* **Provided data**:

== Segment start ==

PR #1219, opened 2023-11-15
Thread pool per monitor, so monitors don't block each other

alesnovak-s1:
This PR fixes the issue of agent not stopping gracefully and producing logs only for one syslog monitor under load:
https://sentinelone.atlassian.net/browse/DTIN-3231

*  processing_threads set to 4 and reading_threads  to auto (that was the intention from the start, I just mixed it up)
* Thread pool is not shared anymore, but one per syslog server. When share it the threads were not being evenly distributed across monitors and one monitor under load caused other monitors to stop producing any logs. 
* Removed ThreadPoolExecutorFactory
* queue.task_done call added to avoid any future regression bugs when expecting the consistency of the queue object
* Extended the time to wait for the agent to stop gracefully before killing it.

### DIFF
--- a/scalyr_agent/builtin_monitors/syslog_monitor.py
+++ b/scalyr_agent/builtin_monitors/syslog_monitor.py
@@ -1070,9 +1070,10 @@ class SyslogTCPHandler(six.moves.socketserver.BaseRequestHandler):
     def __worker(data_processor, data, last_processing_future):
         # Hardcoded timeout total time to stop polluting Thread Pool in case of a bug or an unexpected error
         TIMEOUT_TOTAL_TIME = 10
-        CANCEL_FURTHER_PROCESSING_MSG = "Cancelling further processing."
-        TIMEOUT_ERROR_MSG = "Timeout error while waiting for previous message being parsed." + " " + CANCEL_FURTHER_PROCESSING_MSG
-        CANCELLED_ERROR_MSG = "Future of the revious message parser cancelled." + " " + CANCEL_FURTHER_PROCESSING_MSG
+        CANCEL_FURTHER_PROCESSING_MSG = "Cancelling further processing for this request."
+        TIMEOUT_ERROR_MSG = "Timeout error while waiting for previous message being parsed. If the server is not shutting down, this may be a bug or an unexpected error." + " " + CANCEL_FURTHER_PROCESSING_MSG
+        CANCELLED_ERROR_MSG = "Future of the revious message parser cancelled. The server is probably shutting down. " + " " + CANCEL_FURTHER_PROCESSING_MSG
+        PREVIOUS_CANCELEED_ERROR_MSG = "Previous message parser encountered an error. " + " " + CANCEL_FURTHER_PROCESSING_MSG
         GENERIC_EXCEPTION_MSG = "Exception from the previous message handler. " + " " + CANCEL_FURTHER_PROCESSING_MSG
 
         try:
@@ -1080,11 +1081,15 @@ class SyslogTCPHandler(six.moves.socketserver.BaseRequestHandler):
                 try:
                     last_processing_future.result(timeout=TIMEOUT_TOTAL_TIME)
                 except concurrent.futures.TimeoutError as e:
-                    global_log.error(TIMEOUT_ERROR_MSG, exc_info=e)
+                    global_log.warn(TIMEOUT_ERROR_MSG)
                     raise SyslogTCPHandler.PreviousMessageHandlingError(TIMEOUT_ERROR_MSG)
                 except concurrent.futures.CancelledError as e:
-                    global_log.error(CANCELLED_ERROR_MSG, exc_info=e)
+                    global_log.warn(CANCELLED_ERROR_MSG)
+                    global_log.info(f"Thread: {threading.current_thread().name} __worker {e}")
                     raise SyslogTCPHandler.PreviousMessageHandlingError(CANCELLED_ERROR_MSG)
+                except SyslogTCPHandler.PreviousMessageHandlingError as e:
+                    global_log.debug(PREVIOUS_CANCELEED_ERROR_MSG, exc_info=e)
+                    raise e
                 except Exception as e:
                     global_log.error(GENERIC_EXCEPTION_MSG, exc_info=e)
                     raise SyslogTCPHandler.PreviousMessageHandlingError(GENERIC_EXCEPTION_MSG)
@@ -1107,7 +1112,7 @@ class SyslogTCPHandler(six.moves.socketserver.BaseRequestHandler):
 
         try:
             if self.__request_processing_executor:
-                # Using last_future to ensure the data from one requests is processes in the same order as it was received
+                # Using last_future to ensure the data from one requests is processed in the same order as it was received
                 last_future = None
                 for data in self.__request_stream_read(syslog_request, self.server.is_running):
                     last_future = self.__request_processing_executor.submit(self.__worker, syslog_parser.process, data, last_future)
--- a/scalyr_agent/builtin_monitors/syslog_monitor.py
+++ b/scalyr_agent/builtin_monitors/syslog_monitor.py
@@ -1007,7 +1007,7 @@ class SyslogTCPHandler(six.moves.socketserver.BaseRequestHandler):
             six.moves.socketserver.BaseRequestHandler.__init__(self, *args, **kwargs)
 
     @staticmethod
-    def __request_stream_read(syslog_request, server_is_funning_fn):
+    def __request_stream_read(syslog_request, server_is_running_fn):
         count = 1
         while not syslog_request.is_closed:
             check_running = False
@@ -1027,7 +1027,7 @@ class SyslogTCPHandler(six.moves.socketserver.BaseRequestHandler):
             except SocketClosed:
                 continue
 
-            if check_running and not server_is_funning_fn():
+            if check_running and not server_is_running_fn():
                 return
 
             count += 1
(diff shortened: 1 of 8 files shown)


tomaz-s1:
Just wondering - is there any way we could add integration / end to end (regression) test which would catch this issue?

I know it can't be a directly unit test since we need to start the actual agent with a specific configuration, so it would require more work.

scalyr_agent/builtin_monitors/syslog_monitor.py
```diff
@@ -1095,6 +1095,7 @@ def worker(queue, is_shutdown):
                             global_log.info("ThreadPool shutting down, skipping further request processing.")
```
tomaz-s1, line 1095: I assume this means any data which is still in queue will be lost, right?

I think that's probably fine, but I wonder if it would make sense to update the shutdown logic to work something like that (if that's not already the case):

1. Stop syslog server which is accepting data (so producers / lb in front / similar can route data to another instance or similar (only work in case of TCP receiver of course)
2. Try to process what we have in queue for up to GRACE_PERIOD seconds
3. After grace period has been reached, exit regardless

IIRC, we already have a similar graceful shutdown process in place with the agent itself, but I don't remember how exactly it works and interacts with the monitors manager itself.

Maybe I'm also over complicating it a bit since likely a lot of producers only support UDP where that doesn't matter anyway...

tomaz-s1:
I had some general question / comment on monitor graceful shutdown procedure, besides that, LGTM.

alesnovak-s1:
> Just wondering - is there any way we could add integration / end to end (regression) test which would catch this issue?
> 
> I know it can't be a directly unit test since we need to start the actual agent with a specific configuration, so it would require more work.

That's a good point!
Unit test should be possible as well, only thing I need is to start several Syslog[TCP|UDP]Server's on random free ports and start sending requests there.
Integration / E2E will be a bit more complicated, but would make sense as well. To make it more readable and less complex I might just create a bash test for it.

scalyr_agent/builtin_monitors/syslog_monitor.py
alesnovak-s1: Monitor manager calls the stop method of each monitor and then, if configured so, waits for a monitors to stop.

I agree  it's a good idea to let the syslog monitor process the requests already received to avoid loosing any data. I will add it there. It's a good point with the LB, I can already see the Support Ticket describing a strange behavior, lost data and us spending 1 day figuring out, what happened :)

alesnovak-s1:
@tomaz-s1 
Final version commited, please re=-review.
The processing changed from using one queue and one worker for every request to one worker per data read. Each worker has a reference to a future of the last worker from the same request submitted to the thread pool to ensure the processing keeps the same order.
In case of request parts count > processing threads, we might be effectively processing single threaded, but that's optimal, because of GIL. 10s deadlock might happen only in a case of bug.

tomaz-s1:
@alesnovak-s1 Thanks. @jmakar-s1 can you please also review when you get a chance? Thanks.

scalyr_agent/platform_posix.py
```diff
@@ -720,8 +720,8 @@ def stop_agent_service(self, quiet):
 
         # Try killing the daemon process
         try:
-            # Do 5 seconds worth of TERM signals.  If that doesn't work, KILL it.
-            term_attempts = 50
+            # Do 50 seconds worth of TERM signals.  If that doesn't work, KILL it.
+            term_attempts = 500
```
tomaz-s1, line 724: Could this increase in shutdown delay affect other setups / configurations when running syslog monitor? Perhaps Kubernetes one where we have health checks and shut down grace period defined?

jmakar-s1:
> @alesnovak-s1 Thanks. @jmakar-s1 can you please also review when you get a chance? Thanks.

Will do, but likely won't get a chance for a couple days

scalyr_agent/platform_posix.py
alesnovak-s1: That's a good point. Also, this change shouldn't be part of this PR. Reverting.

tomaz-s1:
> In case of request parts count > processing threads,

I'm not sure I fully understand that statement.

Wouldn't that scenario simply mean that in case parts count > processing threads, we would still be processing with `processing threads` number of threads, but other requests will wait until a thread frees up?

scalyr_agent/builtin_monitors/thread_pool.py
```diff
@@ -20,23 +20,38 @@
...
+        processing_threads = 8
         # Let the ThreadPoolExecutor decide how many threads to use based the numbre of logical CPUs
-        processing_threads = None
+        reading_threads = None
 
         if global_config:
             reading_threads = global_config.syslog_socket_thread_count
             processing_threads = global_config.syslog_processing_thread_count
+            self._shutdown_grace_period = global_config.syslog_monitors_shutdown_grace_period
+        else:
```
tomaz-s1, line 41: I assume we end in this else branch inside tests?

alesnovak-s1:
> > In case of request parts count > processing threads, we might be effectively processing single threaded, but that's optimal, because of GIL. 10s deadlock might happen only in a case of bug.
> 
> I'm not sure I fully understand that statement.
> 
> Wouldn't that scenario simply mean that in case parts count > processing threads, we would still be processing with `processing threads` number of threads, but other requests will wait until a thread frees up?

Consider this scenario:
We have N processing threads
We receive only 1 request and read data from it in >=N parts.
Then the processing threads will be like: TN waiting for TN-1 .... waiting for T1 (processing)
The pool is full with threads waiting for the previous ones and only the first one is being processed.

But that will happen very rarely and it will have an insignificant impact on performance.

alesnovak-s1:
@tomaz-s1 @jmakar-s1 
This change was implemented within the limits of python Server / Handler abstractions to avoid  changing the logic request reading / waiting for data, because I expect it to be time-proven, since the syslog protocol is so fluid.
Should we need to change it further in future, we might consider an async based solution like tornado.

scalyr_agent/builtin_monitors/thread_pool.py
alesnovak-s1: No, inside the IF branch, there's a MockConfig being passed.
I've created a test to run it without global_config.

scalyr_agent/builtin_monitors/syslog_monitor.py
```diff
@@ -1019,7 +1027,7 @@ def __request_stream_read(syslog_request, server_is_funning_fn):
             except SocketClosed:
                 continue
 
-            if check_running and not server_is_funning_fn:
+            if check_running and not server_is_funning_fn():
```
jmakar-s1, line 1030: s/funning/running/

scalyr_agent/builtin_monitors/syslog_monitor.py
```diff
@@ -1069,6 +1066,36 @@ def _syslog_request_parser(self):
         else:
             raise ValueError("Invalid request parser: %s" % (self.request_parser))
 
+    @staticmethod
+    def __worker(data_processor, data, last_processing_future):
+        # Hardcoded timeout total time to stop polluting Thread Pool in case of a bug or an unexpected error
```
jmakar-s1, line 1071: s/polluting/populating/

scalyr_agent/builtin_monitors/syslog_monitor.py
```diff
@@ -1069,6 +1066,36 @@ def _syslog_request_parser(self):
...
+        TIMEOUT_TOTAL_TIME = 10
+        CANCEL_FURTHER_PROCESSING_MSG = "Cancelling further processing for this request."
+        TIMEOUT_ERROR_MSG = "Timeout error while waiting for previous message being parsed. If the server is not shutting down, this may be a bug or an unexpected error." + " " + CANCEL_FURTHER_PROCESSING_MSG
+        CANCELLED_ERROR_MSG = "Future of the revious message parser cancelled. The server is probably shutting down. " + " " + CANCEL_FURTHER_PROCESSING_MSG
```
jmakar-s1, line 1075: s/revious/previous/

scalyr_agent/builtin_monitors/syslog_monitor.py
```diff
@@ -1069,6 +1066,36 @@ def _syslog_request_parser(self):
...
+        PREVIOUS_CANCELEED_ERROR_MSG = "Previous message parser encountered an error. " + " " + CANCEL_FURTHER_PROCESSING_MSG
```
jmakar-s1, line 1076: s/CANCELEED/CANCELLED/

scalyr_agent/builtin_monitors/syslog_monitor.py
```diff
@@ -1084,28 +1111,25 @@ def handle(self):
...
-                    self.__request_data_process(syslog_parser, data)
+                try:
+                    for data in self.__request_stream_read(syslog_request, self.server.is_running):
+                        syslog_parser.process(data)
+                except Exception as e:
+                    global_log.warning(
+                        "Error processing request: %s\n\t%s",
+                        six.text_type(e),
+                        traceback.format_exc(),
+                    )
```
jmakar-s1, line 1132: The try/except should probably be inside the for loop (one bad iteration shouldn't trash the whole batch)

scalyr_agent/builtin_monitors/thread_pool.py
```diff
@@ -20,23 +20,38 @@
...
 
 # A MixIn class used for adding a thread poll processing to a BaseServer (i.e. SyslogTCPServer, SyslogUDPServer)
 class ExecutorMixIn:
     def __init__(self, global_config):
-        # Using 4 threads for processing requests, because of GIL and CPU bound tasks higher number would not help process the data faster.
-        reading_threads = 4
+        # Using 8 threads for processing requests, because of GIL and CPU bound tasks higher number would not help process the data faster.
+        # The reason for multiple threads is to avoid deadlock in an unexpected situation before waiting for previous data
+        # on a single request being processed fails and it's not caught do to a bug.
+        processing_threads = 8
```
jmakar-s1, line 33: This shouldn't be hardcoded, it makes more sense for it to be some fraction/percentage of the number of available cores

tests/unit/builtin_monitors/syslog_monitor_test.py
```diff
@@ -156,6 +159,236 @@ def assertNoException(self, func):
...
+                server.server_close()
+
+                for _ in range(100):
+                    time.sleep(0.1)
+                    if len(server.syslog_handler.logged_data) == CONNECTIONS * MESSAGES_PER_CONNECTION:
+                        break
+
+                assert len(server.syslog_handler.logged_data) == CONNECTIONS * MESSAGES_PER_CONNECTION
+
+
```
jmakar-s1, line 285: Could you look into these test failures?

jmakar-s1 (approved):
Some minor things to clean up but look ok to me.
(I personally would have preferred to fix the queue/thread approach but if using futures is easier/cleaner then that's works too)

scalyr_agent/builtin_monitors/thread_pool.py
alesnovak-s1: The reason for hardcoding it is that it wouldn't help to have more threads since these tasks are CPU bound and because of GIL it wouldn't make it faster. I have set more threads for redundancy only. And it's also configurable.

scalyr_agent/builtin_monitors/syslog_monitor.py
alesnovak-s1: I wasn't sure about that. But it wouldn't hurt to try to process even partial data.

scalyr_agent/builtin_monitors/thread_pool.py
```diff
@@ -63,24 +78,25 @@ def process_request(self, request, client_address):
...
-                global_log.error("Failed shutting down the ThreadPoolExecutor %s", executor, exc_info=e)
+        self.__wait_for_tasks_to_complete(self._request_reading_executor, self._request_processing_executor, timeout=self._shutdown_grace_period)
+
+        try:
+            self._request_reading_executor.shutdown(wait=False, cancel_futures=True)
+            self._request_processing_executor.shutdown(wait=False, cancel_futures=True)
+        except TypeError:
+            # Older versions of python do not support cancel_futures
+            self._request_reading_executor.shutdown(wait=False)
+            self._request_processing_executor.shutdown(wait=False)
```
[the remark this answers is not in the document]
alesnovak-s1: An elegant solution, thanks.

== Segment end ==
== Segment start ==

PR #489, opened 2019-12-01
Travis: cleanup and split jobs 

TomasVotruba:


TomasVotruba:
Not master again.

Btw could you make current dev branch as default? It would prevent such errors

== Segment end ==
== Segment start ==

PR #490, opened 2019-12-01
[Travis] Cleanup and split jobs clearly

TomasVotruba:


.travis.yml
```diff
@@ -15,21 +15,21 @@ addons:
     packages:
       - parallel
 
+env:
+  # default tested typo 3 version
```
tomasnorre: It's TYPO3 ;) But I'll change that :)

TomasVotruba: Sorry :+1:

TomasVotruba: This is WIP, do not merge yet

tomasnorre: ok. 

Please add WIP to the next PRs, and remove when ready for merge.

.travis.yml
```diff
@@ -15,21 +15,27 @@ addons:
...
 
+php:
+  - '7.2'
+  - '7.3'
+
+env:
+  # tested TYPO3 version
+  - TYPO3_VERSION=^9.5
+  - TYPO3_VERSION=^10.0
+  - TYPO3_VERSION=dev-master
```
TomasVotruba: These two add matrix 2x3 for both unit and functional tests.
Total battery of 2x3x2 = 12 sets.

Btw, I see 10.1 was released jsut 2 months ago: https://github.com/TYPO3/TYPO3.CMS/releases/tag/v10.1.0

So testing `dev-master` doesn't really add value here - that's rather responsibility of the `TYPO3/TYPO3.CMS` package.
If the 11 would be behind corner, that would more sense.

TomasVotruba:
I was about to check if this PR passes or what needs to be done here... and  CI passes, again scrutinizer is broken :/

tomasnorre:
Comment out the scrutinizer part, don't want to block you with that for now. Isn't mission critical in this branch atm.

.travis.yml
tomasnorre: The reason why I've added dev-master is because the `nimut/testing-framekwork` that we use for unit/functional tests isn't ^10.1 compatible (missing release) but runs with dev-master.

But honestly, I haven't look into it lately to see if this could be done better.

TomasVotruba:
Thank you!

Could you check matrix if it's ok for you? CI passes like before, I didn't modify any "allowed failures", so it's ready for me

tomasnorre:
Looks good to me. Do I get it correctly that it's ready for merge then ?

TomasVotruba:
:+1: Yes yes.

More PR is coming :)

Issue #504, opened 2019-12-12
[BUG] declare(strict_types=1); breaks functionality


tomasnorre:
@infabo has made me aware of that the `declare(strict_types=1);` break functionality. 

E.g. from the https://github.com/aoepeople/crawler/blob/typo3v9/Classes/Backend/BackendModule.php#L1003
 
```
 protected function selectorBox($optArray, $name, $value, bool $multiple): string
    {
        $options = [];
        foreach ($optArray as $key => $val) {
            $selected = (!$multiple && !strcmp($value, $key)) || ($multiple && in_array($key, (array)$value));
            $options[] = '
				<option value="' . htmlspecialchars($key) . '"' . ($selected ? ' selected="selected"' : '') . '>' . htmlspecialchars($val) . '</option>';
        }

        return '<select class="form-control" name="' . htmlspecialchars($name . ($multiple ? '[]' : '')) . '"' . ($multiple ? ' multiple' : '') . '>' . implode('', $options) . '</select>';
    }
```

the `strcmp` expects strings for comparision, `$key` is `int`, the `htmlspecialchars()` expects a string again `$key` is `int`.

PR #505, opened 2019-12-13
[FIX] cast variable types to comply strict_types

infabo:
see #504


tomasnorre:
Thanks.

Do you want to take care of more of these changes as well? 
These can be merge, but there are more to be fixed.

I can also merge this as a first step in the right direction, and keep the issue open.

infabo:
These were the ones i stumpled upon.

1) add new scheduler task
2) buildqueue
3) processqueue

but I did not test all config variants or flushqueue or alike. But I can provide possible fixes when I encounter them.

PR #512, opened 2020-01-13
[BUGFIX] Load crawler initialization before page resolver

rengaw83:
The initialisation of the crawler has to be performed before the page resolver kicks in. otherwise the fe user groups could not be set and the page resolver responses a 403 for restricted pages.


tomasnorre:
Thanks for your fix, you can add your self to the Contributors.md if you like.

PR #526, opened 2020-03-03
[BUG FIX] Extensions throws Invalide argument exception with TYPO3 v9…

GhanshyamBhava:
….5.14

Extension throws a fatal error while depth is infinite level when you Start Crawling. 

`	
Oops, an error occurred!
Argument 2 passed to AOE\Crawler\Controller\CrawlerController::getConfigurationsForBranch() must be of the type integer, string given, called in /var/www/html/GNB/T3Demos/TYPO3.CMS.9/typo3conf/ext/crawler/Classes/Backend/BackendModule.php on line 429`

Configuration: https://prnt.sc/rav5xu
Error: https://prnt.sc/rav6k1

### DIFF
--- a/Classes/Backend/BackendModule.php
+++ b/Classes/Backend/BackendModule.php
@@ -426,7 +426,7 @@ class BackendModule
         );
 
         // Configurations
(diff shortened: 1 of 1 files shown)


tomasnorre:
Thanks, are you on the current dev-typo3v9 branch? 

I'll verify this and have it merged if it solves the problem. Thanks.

== Segment end ==

* **Problem details**:
Please reproduce, exactly as they appear above, the lines from the line containing "PR #489, opened 2019-12-01" up to and including the line containing "Btw could you".

* **Solution for this task**:
PR #489, opened 2019-12-01
Travis: cleanup and split jobs 

TomasVotruba:


TomasVotruba:
Not master again.

Btw could you make current dev branch as default? It would prevent such errors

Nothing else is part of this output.